## What to work on
Those lines of the following listing which contain the string "documentation" should be returned.
○ ○ ○ ○ ○
PR #3211, opened 2026-08-11
docs(skills): add /hyperframes-audio, and key the waveform cache by file

vanceingalls:
The audio skill, with a headless carve script so a chain can be built from the command line.

Also fixes the studio-server waveform cache, which was keyed loosely enough that two files could collide.


miga-heygen (commented):
Good skill documentation and a real cache-collision fix. One incomplete path in the fix needs attention.

**Cache key divergence: `generateWaveformCache` not updated.**

The route at `waveform.ts:22` now calls `buildWaveformCacheKey(assetPath, stats)`, producing a fingerprinted key like `v2_music-bed.m4a_4187869-1000.json`. But `generateWaveformCache` at `waveform.ts:98` still calls `buildWaveformCacheKey(assetPath)` without a fingerprint, producing `v2_music-bed.m4a.json`.

Two consequences:
1. Pre-generated cache from file upload is never found by the route (different key) — the optimization path is silently dead.
2. The proactive path still has the collision bug this PR exists to fix — an asset rebuilt in place keeps serving stale peaks because the path-only key hasn't changed.

`generateWaveformCache` already calls `existsSync(audioPath)`, so it can trivially `statSync` and pass the result.

**Skill documentation** is excellent — the architecture diagrams, signal-flow explanation, and "reach for a family by the problem" section are strong. The fx-registry and attribute references are thorough.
○ ○ ○ ○ ○
## Solution for this task
Good skill documentation and a real cache-collision fix. One incomplete path in the fix needs attention.
**Skill documentation** is excellent — the architecture diagrams, signal-flow explanation, and "reach for a family by the problem" section are strong. The fx-registry and attribute references are thorough.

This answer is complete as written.